Here's your sentence translated
into Chinese. Wow, this is too cool. I think I'm at Twitter on
people are still finding. I always want to learn
Chinese. All right, Chad, Chhabit, that's all for now.
Congrats on your new update. No problem at all.
Now, if you didn't catch that, voice was a huge part of this update. But today,
we discuss why not all audio is the same and also why several
nuances like speed and personality really matter. Now, of course, Google fast
followed with its own announcements, like AI
video model Vio, Gemini Live, which is an Android native multimodal assistant, new Gemini models
like Flash and Nano tailored to specific use cases, and of course, Gemini everywhere all at
once.

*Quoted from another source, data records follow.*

PR #3814, opened 2019-11-12
Volt base forms: Effectively remove unused 3rd colgroup by reducing default mgszone_width=0

stilez:
See discussion about colgroups/msgzone_width [on the forums](https://forum.opnsense.org/index.php?topic=14958.0) (2019-11-12).

**Tl;dr** - dialogs generated by volt define a 3rd colgroup (5/12 = 42% of the total dialog width), and a much narrowed 2nd colgroup. But this 3rd colgroup isn't ever used, other than in 1 form, and even then it's only referred to by setting its width to near zero to try and remove it.  So it has no useful uses right now. Its only actual - as opposed to originally intended - effect is to stop helptext and fields from occupying the right half of dialogs, which is never used anyway and always white spaced. This makes white space poorly used and forms often longer due to excessive line wrapping.

@AdSchellevis ' comment on this issue in the linked forum thread was:

> Originally it [msgzone_width] came from https://github.com/opnsense/core/commit/4c736c65060c926ecc9eb7539b93454559e9d2d4 intended to display "wide" forms, see "Administration -> Intrusion detection -> Rule" for its usage.
> 
> It's not at the top of my priority list, but I wouldn't mind removing the parameter if both form types still look decent. As far as I see, we only use it in IDS at the moment, so it should be easy to refactor and test.

However, actusally removing it would mean changing almost every volt-generated table with a third empty `<td></td>` or `colspan`. in the entire codebase - impractical and pointless, waste of dev time and testing laborious.  It's much easier to simply change the default size of the 3rd colgroup to 0 cols and add trivial CSS to consistently define a zero-width colgroup without L/R padding, than to modify the entire codebase removing it.  It also makes it easily reversible/settable if ever needed.

I've copiously commented this in the edited .volt base files and the css, because it may not be obvious to future devs what's behind the code chosen.

It tests very well here, but as it affects a lot of things, please check to make sure I haven't missed anything!

### DIFF
--- a/src/opnsense/mvc/app/views/OPNsense/IDS/index.volt
+++ b/src/opnsense/mvc/app/views/OPNsense/IDS/index.volt
@@ -928,6 +928,6 @@ POSSIBILITY OF SUCH DAMAGE.
 
 {{ partial("layout_partials/base_dialog_processing") }}
 
-{{ partial("layout_partials/base_dialog",['fields':formDialogRule,'id':'DialogRule','label':lang._('Rule details'),'hasSaveBtn':'true','msgzone_width':1])}}
-{{ partial("layout_partials/base_dialog",['fields':formDialogRuleset,'id':'DialogRuleset','label':lang._('Ruleset details'),'hasSaveBtn':'true','msgzone_width':1])}}
+{{ partial("layout_partials/base_dialog",['fields':formDialogRule,'id':'DialogRule','label':lang._('Rule details'),'hasSaveBtn':'true'])}}
+{{ partial("layout_partials/base_dialog",['fields':formDialogRuleset,'id':'DialogRuleset','label':lang._('Ruleset details'),'hasSaveBtn':'true'])}}
 {{ partial("layout_partials/base_dialog",['fields':formDialogUserDefined,'id':'DialogUserDefined','label':lang._('Rule details'),'hasSaveBtn':'true'])}}
--- a/src/opnsense/mvc/app/views/layout_partials/base_dialog.volt
+++ b/src/opnsense/mvc/app/views/layout_partials/base_dialog.volt
@@ -67,10 +67,15 @@
                 <form id="frm_{{base_dialog_id}}">
                   <div class="table-responsive">
                     <table class="table table-striped table-condensed">
+                        {# See discussion about colgroups/msgzone_width at:                                   #}
+                         # https://forum.opnsense.org/index.php?topic=14958.0 (2019-11-12)                    #}
+                         # Tl;dr it's easier to default 3rd colgroup -> 0 cols, than to modify entire codebase removing 3rd col.
+                         # Also reversible/settable if ever needed. 
+                         # If modified in future, the same code below, and also base_form.volt, will also need updating. #}
                         <colgroup>
                             <col class="col-md-3"/>
-                            <col class="col-md-{{ 12-3-msgzone_width|default(5) }}"/>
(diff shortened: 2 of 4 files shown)


AdSchellevis:
image
^^ 3rd column group (validation messages)

stilez:
So it's used that way.  Okay.  I'm thinking several answers, none difficult. 

- validation messages below  - don't like, as less obvious, especially if help text displayed.
-validation messages above - works, no obvious issue, especially as control will be red outline too.
- add msgzone_width where this is an issue - likely to be many/most dialogs and white space still wasted. Or set default to a smaller number like 2 or 3, not the original 5, and let it wrap. Giving priority to the stuff that's always needing to be seen.

But my preferred answer by far is:

- validation messages in column 2, to the right of the control. Possibly in a 2 x 1 invisible table (no borders or background) or `<ul><li>` tags. If the dialog is wide enough, they'll show to the right as at present. If the dialog is narrow, they'll wrap neatly (CSS/Bootstrap) to below. And the controls and help text can use space if they need it, optimising usage.

stilez:
Would this be an acceptable way to display the same validation message

opnsense-error-on-top

Rationale: 

- main focus should be on controls to be entered, restricting them to ~ 44% of available width after sidebar (4 of (12-3) cols) wastes space that is premium-use, and adds word wrapping that makes forms longer, and hard to read on smaller devices.
- equally when there is an error, it should neatly stand out. The right hand side is a good place to highlight errors.
- Placing the error above the control and an icon to the right (change my choice if you like!) meets both these UI goals.
- If we place the icon just right of the control, it will be (1) ugly because multiple error triangles won't align since width of controls differs, (2) hard to see because other controls and help text might flow into the same horizontal spacespace.

So despite starting with the intent to make a flewxible layout, I've actually kept the 3 column layout, but reduced the right hand column to 1 bootstrap column (3-8-1 instead of 3-4-5). This aligns the icon, prevents the icon space being used by anything else (keeping icons visible) but minimises it so the controls themselves and their help, get the lions share of screen space.

AdSchellevis:
Sorry, I think the current version looks better and won't get "jumpy" when messages are returned (which is the problem with placing it on top). We probably better leave it as is for now.

stilez:
Makes sense (reluctantly). (Probably mutually reluctantly).

What do you think about at least narrowing it a bit, to say 7:2 rather than 4:5? Reserving >> 50% of width for validation messages seems to be going too far in that direction....?

AdSchellevis:
image
Original looks better (below v.s. top). 
image

We have spend quite some time over the years on layout and consistency, feel free to tryout some things, it might just be difficult to find major improvements here.

stilez:
I can see that. 

Fwiw my personal feeling is that having the controls users need 100% of the time, being  allocated just 45% of dialog space, simply on the off-chance that a validation message might occasionally occur on one of them, and further having it that controls and help text can wrap, but the validation space mustn't wrap...  you can see why I am eyebrow-raising.

That said, different perspectives, and years of experience with it, as you say.  So if its best left as-is, so be it. But if a better way to alert validation messages does come to mind, any time, please do ping me. I'd be glad to do something to improve that aspect. 

Tl:;Dr = yes they're important but surely not so important that the mere possibility implies holding 55% of then page blank?

AdSchellevis:
ok, let's stop this conversation for now and keep it as it is. at the moment it doesn't look like we're going to fix any real issues here. close pr?

stilez:
Yes. I was thinking that, but wanted to hold off closing it before you saw the above. Go ahead.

So in Gmail, Google Sheets, even Google Search. Now clearly these two companies are taking
two different approaches, so we'll talk about that too, and continue the conversation around
AI hardware for all of this new AI software. Now, make sure to stay tuned next week where we will
return with Brian and Justine's twin, Olivia Moore, to dive even deeper into the applications that
people are building through a Gen AI 100 list. As a reminder, the content here is for informational
purposes only, should not be taken as legal, business, tax, or investment advice, or be used to evaluate
any investment or security and is not directed at any investors or potential investors in any A16C fund.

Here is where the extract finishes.